Your assignment: Would you output the entries below only from the line containing "It was originally" through the line containing "2. Unclear responsibility of the Dataset API", exactly as they stand and with both ends included?

Available data:
PR #6328, opened 2025-12-24
[espnet3-12] Add ASR system and inference packages

Masao-Someki:
## What did you change?

- Added `espnet3/systems/asr` package
- Added support on inference/measurement part.

---

To support ASR recipe in the next PR.

---

## Is your PR small enough?

Sorry, but no, it has 31 files with 2k line edits.
However, the largest file is the `systems/asr/task.py`, which is a direct copy from espnet2.
Also the larger file `espnet3/systems/asr/tokenizer/sentencepiece.py` was a copy from espnet-ez package.

Most of other espnet-3 files are less than 100 lines, which should make the review easier.

---

## Additional Context

This PR should be merged after #6327.

* #6133
* #6271
* #6327

### DIFF
--- a/espnet2/ps2st/espnet_model.py
+++ b/espnet2/ps2st/espnet_model.py
@@ -16,11 +16,17 @@ try:
         AutoProcessor,
         Qwen2AudioForConditionalGeneration,
     )
-    from transformers.modeling_utils import no_init_weights
 
     is_transformers_available = True
 except ImportError:
     is_transformers_available = False
+
+if is_transformers_available:
+    try:
+        # transformers < v5
+        from transformers.modeling_utils import no_init_weights
+    except ImportError:
+        from transformers.initialization import no_init_weights
 
 
 class ESPnetQwen2AudioModel(AbsESPnetModel):
--- a/espnet2/ps2st/qwen2_scorer.py
+++ b/espnet2/ps2st/qwen2_scorer.py
@@ -49,8 +49,9 @@ class Qwen2HFScorer(ScorerInterface):
             logits = out.logits[:, -1]
             past_kv = out.past_key_values
 
+            # Support both transformers V4 and V5
             past_len = (
-                past_kv[0][0].size(-2)
+                past_kv.layers[0].get_seq_length()
                 if past_kv is not None
                 else self.prefill_input_ids.size(1)
             )
--- a/espnet2/text/whisper_token_id_converter.py
+++ b/espnet2/text/whisper_token_id_converter.py
@@ -64,12 +64,20 @@ class OpenAIWhisperTokenIDConverter:
         self.tokenizer = copy.deepcopy(self.tokenizer)
         timestamps = [f"<|{i * 30 / 1500:.2f}|>" for i in range(0, 1501)]
         sc = [speaker_change_symbol] if sot else []
-        special_tokens = (
-            self.tokenizer.tokenizer.additional_special_tokens + timestamps + sc
-        )
-        self.tokenizer.tokenizer.add_special_tokens(
-            dict(additional_special_tokens=special_tokens)
-        )
+        # workaround for transformers v5
+        if hasattr(self.tokenizer.tokenizer, "additional_special_tokens"):
+            # For transformer < V5
+            special_tokens = (
+                self.tokenizer.tokenizer.additional_special_tokens + timestamps + sc
+            )
+            self.tokenizer.tokenizer.add_special_tokens(
+                dict(additional_special_tokens=special_tokens)
+            )
+        else:
+            # For transformer >= V5
+            self.tokenizer.tokenizer.add_special_tokens(
+                dict(extra_special_tokens=timestamps + sc)
+            )
         self.model_type = model_type
 
     def get_num_vocabulary_size(self) -> int:
--- a/espnet2/text/whisper_tokenizer.py
+++ b/espnet2/text/whisper_tokenizer.py
@@ -86,12 +86,18 @@ class OpenAIWhisperTokenizer(AbsTokenizer):
         # Whisper uses discrete tokens (20ms) to encode timestamp
         timestamps = [f"<|{i * 0.02:.2f}|>" for i in range(0, 1501)]
         sc = [speaker_change_symbol] if sot else []
-        special_tokens = (
-            self.tokenizer.tokenizer.additional_special_tokens + timestamps + sc
-        )
-        self.tokenizer.tokenizer.add_special_tokens(
-            dict(additional_special_tokens=special_tokens)
-        )
+
+        # workaround for transformers v5
+        if hasattr(self.tokenizer.tokenizer, "additional_special_tokens"):
+            # For transformer < V5
+            self.tokenizer.tokenizer.add_special_tokens(
+                dict(additional_special_tokens=timestamps + sc)
+            )
+        else:
+            # For transformer >= V5
+            self.tokenizer.tokenizer.add_special_tokens(
+                dict(extra_special_tokens=timestamps + sc)
+            )
 
     def __repr__(self):
         return (


Masao-Someki:
Hi @popcornell @wanchichen, if you have time, it would be great if you could take a look at the espnet3 system implementation (`espnet3/systems/asr` and `espnet3/systems/base`) and share your feedback!

Masao-Someki:
@Emrys365 Could you please review this PR? It introduces the `espnet3/systems/` directory and adds base systems under `espnet3/systems/base` along with corresponding unit tests, which makes the diff large..

If this feels too heavy to review in one go, please let me know, I’m happy to split it into multiple PRs.

espnet3/components/metrics/abs_metric.py
sw005320, line 1: I expect this to include many functions (e.g., import `versa` to support various generation metrics).
Would it be sufficiently general to handle such extensions?

espnet3/systems/asr/metrics/__init__.py
```diff
@@ -1 +1 @@
-"""ASR metric components for ESPnet3."""
+"""ASR metric implementations for decoding and evaluation."""
```
sw005320: what is decoding?

espnet3/systems/asr/inference.py
```diff
@@ -0,0 +1,110 @@
...
+            Dict with index, hypothesis string, and reference string.
+
+        Raises:
+            AssertionError: If required fields are missing from dataset items.
+        """
+        data = dataset[idx]
+        assert "speech" in data, "ASR inference requires 'speech' in dataset item."
+        assert "text" in data, "ASR inference requires 'text' in dataset item."
+        speech = data["speech"]
+        hyp = model(speech)[0][0]
```
sw005320: Is it correct?
Is it via beam search?

espnet3/systems/asr/metrics/cer.py
sw005320, line 1: Does this support the case normalization and punctuation removals?

espnet3/systems/asr/metrics/wer.py
sw005320, line 1: Ditto
Does this support the case normalization and punctuation removals?

Or will you assume that this is correctly done in the data preparation?
If so, I'd recommend you add such comments

espnet3/systems/base/inference.py
sw005320, line 1: Does this support batch inference?

espnet3/systems/base/measure.py
sw005320, line 1: Why do you mix up "score" and "metric"?
I asked many times not to do so.
This is very confusing.

espnet3/systems/base/system.py
```diff
@@ -0,0 +1,131 @@
...
+
+
+class BaseSystem:
+    """Base class for all ESPnet3 systems.
+
+    Each system should implement the following:
+      - create_dataset()
+      - train()
+      - decode()
+      - score()
```
sw005320: ditto

Can you use search to check all parts that say "score" and consistently change it?

espnet3/systems/base/system.py
```diff
@@ -0,0 +1,131 @@
...
+logger = logging.getLogger(__name__)
+
+
+class BaseSystem:
+    """Base class for all ESPnet3 systems.
+
+    Each system should implement the following:
+      - create_dataset()
+      - train()
+      - decode()
```
sw005320: This must be an inference.
Please do not use inconsistent naming at all.

espnet3/systems/base/system.py
```diff
@@ -0,0 +1,131 @@
...
+            if isinstance(model_cfg, DictConfig):
+                model_target = model_cfg.get("_target_")
+        logger.info(
+            "Training start | exp_dir=%s model=%s",
+            getattr(self.train_config, "exp_dir", None),
+            model_target or "<unknown>",
+        )
+        return train(self.train_config)
+
+    def evaluate(self, *args, **kwargs):
```
sw005320: Do you need this?

We can just use `infer()` and `measure` in a cascade.
Why do you need to combine?

test/espnet3/systems/base/test_metric.py
sw005320, line 1: ditto
score? measure? metric?

sw005320 (changes requested):
Please make sure to use consistent notations.
- score/metric/measure
- decode/inference

sw005320:
Please fix the CI errors

espnet3/components/data/dataset.py
```diff
@@ -41,7 +40,7 @@ class CombinedDataset:
     Raises:
         IndexError: If a requested index is outside the range of the combined dataset.
         ValueError: If index is a non-integer string or cannot be cast to int.
-        RuntimeError: If `get_text()` or `shard()` is called but not supported.
```
Emrys365, line 44: Can you explain why `get_text()` related comments and code are removed?

espnet3/components/metrics/abs_metric.py
```diff
@@ -0,0 +1,28 @@
...
+    @abstractmethod
+    def __call__(
+        self, data: Dict[str, List[str]], test_name: str, decode_dir: Path
+    ) -> Dict[str, float]:
+        """Compute metrics for a decoded test set.
+
+        Args:
+            data (Dict[str, List[str]]): Aligned fields from decode outputs.
+            test_name (str): Name of the test dataset (e.g., "test-other").
+            decode_dir (Path): Root path where decode results are stored.
```
Emrys365: Better to elaborate on the use cases of these arguments. It is not quite clear to me what `data` should contain and whether `test_name` can be randomly specified.


In addition, it might be better to rename `decode_dir` to `output_dir`, because the `AbsMetrics` is general and might be used for other tasks without having a decoding procedure.

espnet3/components/modeling/lightning_module.py
```diff
@@ -405,15 +405,24 @@ def collect_stats(self):
         Raises:
             AssertionError: If `config.statsdir` is not provided.
         """
-        assert hasattr(self.config, "statsdir"), "config.statsdir must be defined"
+        assert hasattr(self.config, "stats_dir"), "config.statsdir must be defined"
```
Emrys365: Should `config.statsdir` be `config.stats_dir` instead?

espnet3/parallel/inference_provider.py
```diff
@@ -0,0 +1,85 @@
...
+            params: Optional extra entries merged into the environment.
+        """
+        super().__init__(config)
+        self.params = params or {}
+        # Build once for local execution to avoid redundant IO
+        self._local_env = {
+            "dataset": self.build_dataset(config),
+            "model": self.build_model(config),
+            **self.params,
+        }
```
Emrys365: How about using `self._loval_env = self.make_worker_setup_fn()()`?

espnet3/systems/asr/inference.py
Emrys365: Does this method support parallel computing (e.g., multiprocessing)?

espnet3/systems/asr/system.py
```diff
@@ -0,0 +1,172 @@
...
+        logger.info("Collected %d transcript lines for tokenizer training", len(texts))
+        with open(output_path / "train.txt", "w", encoding="utf-8") as f:
+            f.write("\n".join(texts))
+
+        logger.info(f"Training tokenizer: {self.train_config.tokenizer.model_type}")
+        logger.info(f"Tokenizer output: {self.train_config.tokenizer.save_path}")
+
+        # Example placeholder:
+        train_sentencepiece(
+            output_path / "train.txt",
```
Emrys365: Might need to avoid overwriting a possibly existing `train.txt` file?

espnet3/systems/base/inference.py
```diff
@@ -0,0 +1,122 @@
...
+        "Starting inference | decode_dir=%s test_sets=%s",
+        getattr(config, "decode_dir", None),
+        test_sets,
+    )
+
+    for test_name in test_sets:
+        logger.info("===> Processing test set: %s", test_name)
+        config.test_set = test_name
+        provider = InferenceProvider(config)
+        runner = InferenceRunner(provider=provider, async_mode=False)
```
Emrys365: Does this template always run inference sequentially (sample by sample)?

espnet3/systems/base/system.py
```diff
@@ -0,0 +1,131 @@
...
+    def infer(self, *args, **kwargs):
+        """Run inference on the configured datasets."""
+        self._reject_stage_args("infer", args, kwargs)
+        logger.info(
+            "Inference start | decode_dir=%s",
+            getattr(self.infer_config, "decode_dir", None),
+        )
+        return inference(self.infer_config)
+
+    def measure(self, *args, **kwargs):
```
Emrys365: How about making this method private (i.e., `_measure`) since it is called by `evaluate`?

espnet3/systems/base/train.py
```diff
@@ -0,0 +1,107 @@
...
+        set_parallel(cfg.parallel)
+
+    if cfg.get("seed") is not None:
+        L.seed_everything(int(cfg.seed), workers=True)
+
+    torch.set_float32_matmul_precision("high")
+
+    task = cfg.get("task")
+    if task:
+        save_espnet_config(task, cfg, cfg.exp_dir)
```
Emrys365: Can this work if `task` is None?

espnet3/utils/scp_utils.py
```diff
@@ -0,0 +1,96 @@
...
+    }
+
+
+def get_class_path(obj) -> str:
+    """Return the fully qualified class path for an object."""
+    return f"{obj.__module__}.{obj.__class__.__name__}"
+
+
+def load_scp_fields(
+    decode_dir: Path,
```
Emrys365: This argument name `decode_dir` is too specific to decoding-related tasks.

test/espnet3/components/data/test_collect_stats.py
```diff
@@ -334,38 +332,25 @@ def test_collect_stats_multiple_iterator(tmp_path: Path):
...
-            mode_dir / f"{k}_stats.npz",
-            count=count_dict[k],
-            sum=sum_dict[k],
-            sum_square=sq_dict[k],
-        )
-    with open(mode_dir / "stats_keys", "w") as f:
-        f.write("\n".join(sum_dict) + "\n")
+    assert (mode_dir / "stats_keys").exists(), "stats_keys not written"
+
+    files = os.listdir(mode_dir)  # カレントディレクトリ
```
Emrys365:
```suggestion
    files = os.listdir(mode_dir)  # current directory
```

espnet3/components/metrics/abs_metric.py
Masao-Someki: Thank you! Since I had that in mind to when creating inference part, but let me check with Jiatong this part again.

espnet3/systems/asr/metrics/cer.py
Masao-Someki: It includes a cleaner derived from ESPnet2, so we can use the same configuration for `clean_types`!
(edit: I checked `TextCleaner` class now, and I think we may use `tacotron` cleaner for such case)

https://github.com/Masao-Someki/espnet/blob/9938f5ed70653c5892f1ab1705a6bcda9e463d15/espnet3/systems/asr/metrics/cer.py#L37

espnet3/systems/base/inference.py
Masao-Someki: Thank you, this is not supported..! To support this, we need to modify the `BaseRunner` to support batch processing. I will address this and add a unit test to verify the functionality!

espnet3/systems/asr/metrics/cer.py
Masao-Someki: It includes a cleaner derived from ESPnet2, so we can use the same configuration for clean_types! 
I checked `TextCleaner` class now, and I think we may use `tacotron` cleaner for such case.

reference: https://github.com/espnet/espnet/blob/8dd980a698e9541c5bfc4c7b76728e6cb832f190/espnet2/text/cleaner.py#L27

espnet3/systems/asr/inference.py
Masao-Someki: >Is it correct? Is it via beam search?

By default, I thought that the ESPnet2 ASR inference class is used... However, I will revisit this part, as it should be made more flexible..!

> Does this method support parallel computing (e.g., multiprocessing)?

Yes!
If the process is implemented in the runner class, it can be executed in parallel.

espnet3/components/data/dataset.py
Masao-Someki: Thank you. There are several reasons based on my experiments.

It was originally added as a convenience for extracting training text (e.g., tokenizer or language model preparation), but in practice it introduced several issues:

1. Performance and I/O concerns
    Calling `get_text()` over the entire dataset can be very slow. Depending on how a dataset is implemented, this may trigger metadata loading or even audio loading, which is unnecessary and expensive for text-only extraction.

2. Unclear responsibility of the Dataset API
   Dataset should be expected to return training examples used in the training loop. Adding `get_text()` mixes in a different responsibility (corpus extraction for dataset creation), which makes the API harder to understand, especially for users unfamiliar with the original intent.

3. Better alternatives exist in an earlier stage
   Extracting text directly from the dataset directory or manifests during a separate “create-dataset” or preprocessing stage is significantly faster, simpler, and more explicit. We want users to rely on that approach rather than calling `get_text()` on training datasets.

Based on these points, keeping `get_text()` in the Dataset/CombinedDataset API caused confusion and encouraged inefficient usage, so it was removed to keep the dataset interface focused and clear.

espnet3/components/metrics/abs_metric.py
Masao-Someki: Thank you!
As you pointed out, the purpose of `data`/`test_name` was not very clear, so I updated the docstring of `AbsMetrics.__call__` to include concrete examples of `data`, an explanation of additional inputs, and a clarification that test_name corresponds to the test set name defined by the data organizer.

espnet3/parallel/inference_provider.py
Masao-Someki: Thank you, this is a good idea!

espnet3/systems/asr/system.py
Masao-Someki: Thank you, I added `tokenizer.train_file` support in training config. If it is set, the training text is written to that path; otherwise it defaults to `train.txt`. In both cases, if the target file already exists, training fails with an error to avoid overwriting.

espnet3/systems/base/train.py
Masao-Someki: Yes, this works fine when task is None!

Masao-Someki:
## About [292886c](https://github.com/espnet/espnet/pull/6328/commits/292886c51df4a8c059aedec6ebb0e4a527efd567)
Background:
                                                                                                      
  - Inference logic assumed a fixed espnet2-style output format (e.g., model_output[0][0]), making it 
    fragile to differences across tasks or models.                                                    
  - We want to flexibly switch dataset input keys and output structures via YAML configuration.       
                                                                                                      
  Technical Changes:
                                                                                                      
  - The inference process has been externalized using `input_key` and `output_fn` (specified as an import 
    path). What to extract from the dataset and how to format model outputs are delegated to recipe   
    `src/infer.py`.
  - The runner raises a KeyError if `input_key` does not exist in the dataset.                          
  - The output format now requires `uttid`; all other keys returned by `output_fn` are written to SCP without assuming hyp/ref semantics.                                  
  - `InferenceProvider` now includes standard build_dataset and build_model implementations, eliminating
    the need for task-specific Provider classes.

espnet3/components/metrics/abs_metric.py
Masao-Someki: I confirmed that we can directly use VERSA with the current system output. However, I think we should invoke it via the CLI, since the interface for importing and using Python functions may change significantly. We can support this by calling VERSA when we implement the measuring stage in audio-generation systems like tts, svs, enh, etc.

espnet3/systems/base/train.py
Emrys365: To be clear, I meant to ask whether the entire `train.py` script can work properly if `task` is not specified. If `task` is None, what is the behavior of the script? What is the case where `task` could be None?

Masao-Someki: Sorry for the misunderstanding, here's a clarification of this part.
First, `task` is only needed when we want to use espnet2 Tasks/models. In this case, we need to save `config.yaml` in specific format to use the inference APIs (from espnet2).
If task is not set, we treat it as an espnet3-native, or user-defined custom model. In this case, `train.yaml` (and `infer.yaml`) are expected to fully define the model and inference setup, so we don't need to save the espnet2-style config.
For packaging/publishing a model, the design is to include `train.yaml` and `infer.yaml` (and of course, other configs).

espnet3/systems/base/inference.py
Masao-Someki: Thank you, now I supported the batch inference!
I will mark this as resolved, and I will put further discussions on the above shinji's review comment.

espnet3/systems/asr/inference.py
Masao-Someki: Thank you @sw005320 and @Emrys365 for your comments! I have reflected them and implemented the following items:

- A more flexible inference API in [292886c](https://github.com/espnet/espnet/pull/6328/commits/292886c51df4a8c059aedec6ebb0e4a527efd567). See https://github.com/espnet/espnet/pull/6328#issuecomment-3767017846 for more details.
- Batch inference via `batch_forward` function in [733394f](https://github.com/espnet/espnet/pull/6328/commits/733394f414cfb6822b59e49e223a62bf55967792)

sw005320: @Masao-Someki, I want to clarify.

Some inference methods natively support batch inference, while others may be performed in multiple passes.
Does this implementation support both cases?

Masao-Someki:
Thank you, @sw005320 and @Emrys365, for your reviews!
I've addressed all of the comments. If you have time, could you please take another look at this PR?

You can find the current ESPnet3 documentation here: [ESPnet3 Demo Homepage](https://masao-someki.github.io/espnet_draft_home_page/espnet3/). 
For the scope of this PR, please refer to the following page, which describes the expected additions: ([ESPnet3 Systems](https://masao-someki.github.io/espnet_draft_home_page/espnet3/core/systems.html))

The functionalities added in response to the review comments are documented here:
-  [`output_fn`: formatting model outputs into SCP fields](https://masao-someki.github.io/espnet_draft_home_page/espnet3/stages/inference.html#output-fn-formatting-model-outputs-into-scp-fields)
- [Batched inference](https://masao-someki.github.io/espnet_draft_home_page/espnet3/stages/inference.html#batched-inference-batch-size-batch-forward)

Masao-Someki:
It would also be great if @popcornell could review this PR, as it’s a fairly large one!

espnet3/systems/asr/inference.py
Masao-Someki: @sw005320 Yes. Here are the clarifications:
- **Batch inference**: This is now supported as of commit [733394f](https://github.com/espnet/espnet/pull/6328/commits/733394f414cfb6822b59e49e223a62bf55967792).
- **Multiple inference paths**: If a system requires two inference paths based on the input, we can simply use an `if–else` statement in the `forward` or `batch_forward` function.

I also noticed that there is currently no mechanism to configure hyperparameters that control the inference-path.
I will add a commit for a new config `infer.yaml: provider.params`, so that users can manage these settings directly from the config file.

espnet3/systems/asr/tokenizer/sentencepiece.py
```diff
@@ -0,0 +1,224 @@
...
+        ["<blank>", "<unk>"]
+        + [line.split("\t")[0] for line in lines][3:]
+        + ["<sos/eos>"]
+    )
+    with open(os.path.join(save_path, "tokens.txt"), "w") as f:
+        f.write("\n".join(vocabs))
+
+
+def add_special_tokens(
+    tokenizer, converter, embedding, special_tokens, insert_after="<st_zho>"
```
popcornell: the insert_after is very specific. I am wondering if we should not use default at all here since it can lead to bugs ?

popcornell (commented):
Looks good to me. I have a PR here with some corrections on the docstrings. 
https://github.com/Masao-Someki/espnet/pull/32/changes

espnet3/systems/asr/tokenizer/sentencepiece.py
Masao-Someki: Thank you, I have fixed this part!
- If `insert_after` is not specified, then we will add the special token at the last position.

espnet3/parallel/base_runner.py
```diff
@@ -190,6 +199,23 @@ def forward(idx: int, *, dataset, model, **env) -> Any:
         """
         raise NotImplementedError
 
+    @classmethod
+    def batch_forward(cls, indices: Iterable[int], *, dataset, model, **env) -> Any:
```
sw005320: Why do we need both forward and batch_forward?
Can we unify them?

egs3/TEMPLATE/asr/src/inference.py
sw005320, line 1: infer --> inference

Please make sure to unify the notation

espnet3/systems/base/measure.py
sw005320, line 1: measure --> metric

espnet3/systems/base/system.py
```diff
@@ -0,0 +1,124 @@
...
+            if isinstance(model_cfg, DictConfig):
+                model_target = model_cfg.get("_target_")
+        logger.info(
+            "Training start | exp_dir=%s model=%s",
+            getattr(self.train_config, "exp_dir", None),
+            model_target or "<unknown>",
+        )
+        return train(self.train_config)
+
+    def infer(self, *args, **kwargs):
```
sw005320, line 101: why `infer`?
inference?

espnet3/systems/base/system.py
```diff
@@ -0,0 +1,124 @@
...
+        """Run inference on the configured datasets."""
+        self._reject_stage_args("infer", args, kwargs)
+        logger.info(
+            "Inference start | infer_dir=%s",
+            getattr(self.infer_config, "infer_dir", None),
+        )
+        return inference(self.infer_config)
+
+    def measure(self, *args, **kwargs):
```
sw005320: measure --> metric

test/espnet3/systems/asr/test_asr_inference.py
sw005320, line 1: please make sure to batchfy it.

test/espnet3/systems/base/test_metric.py
sw005320, line 1: test_metric

espnet3/systems/base/system.py
popcornell: I think it is because it is the verb and it is a method. Inference would be more appropriate for a class/file name

espnet3/systems/base/system.py
popcornell: as before.

egs3/TEMPLATE/asr/src/inference.py
popcornell: I agree on this

espnet3/systems/base/measure.py
popcornell: this too since it is a file and not a method it should be the name not the verb

espnet3/systems/base/system.py
sw005320: Do you mean we should consistently change all our naming with the verb and method?
(e.g., train and training)?

If it is practical to change everything, we can do so.
Can you propose where we use train and where we use training?
Can you also check the entire code?

Note that I'm talking about the naming consistency.

sw005320: If you really want to do so, can you propose consistently changing everything?
For me, instead, unifying them is much easier, but if you can do it perfectly, this is great!

espnet3/components/optimizers/multiple_optimizer.py
sw005320, line 1: optim --> optimizer according to your naming convention?

sw005320: or `optimizers` (plural according to the naming conventions)

espnet3/systems/base/inference.py
sw005320, line 1: base --> bases?

sw005320: Under espnet3 and components, you use the plural form, while under the base, you use the singular form.
 I'd recommend unifying them, or if you separate them, make this distinction clear, and also add documents about the naming rules.

Masao-Someki: Thank you, I will fix it and check other part on this point!!

Masao-Someki: Thank you for pointing out this part!

Under `systems/`, each subdirectory is intended to be a system label (e.g., asr, tts, base), not a pluralized category. For instance, renaming `base` to `bases` would imply multiple base systems, whereas the intention is to have a single base system.

I agree that this distinction is not currently clear, so I will add the section about plural/singular form on the documentation about the naming convention.

espnet3/systems/base/system.py
```diff
@@ -0,0 +1,124 @@
...
+            "Inference start | inference_dir=%s",
+            getattr(self.infer_config, "inference_dir", None),
+        )
+        return infer(self.infer_config)
+
+    def metric(self, *args, **kwargs):
+        """Compute evaluation metrics from hypothesis/reference outputs."""
+        self._reject_stage_args("metric", args, kwargs)
+        logger.info(
+            "metricment start | metric_config=%s",
```
popcornell: what is metricment ?

espnet3/systems/base/metric.py
```diff
@@ -0,0 +1,56 @@
...
+
+from espnet3.components.metrics.abs_metric import AbsMetric
+from espnet3.utils.scp_utils import get_cls_path, load_scp_fields
+
+
+def metric(metrics_config: DictConfig):
+    """Compute metrics for each test set and write a metrics JSON file.
+
+    Args:
+        config: Hydra/omegaconf configuration with inference and metric settings.
```
popcornell: this does not match the function

espnet3/systems/asr/tokenizers/sentencepiece.py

Written response:
It was originally added as a convenience for extracting training text (e.g., tokenizer or language model preparation), but in practice it introduced several issues:

1. Performance and I/O concerns
    Calling `get_text()` over the entire dataset can be very slow. Depending on how a dataset is implemented, this may trigger metadata loading or even audio loading, which is unnecessary and expensive for text-only extraction.

2. Unclear responsibility of the Dataset API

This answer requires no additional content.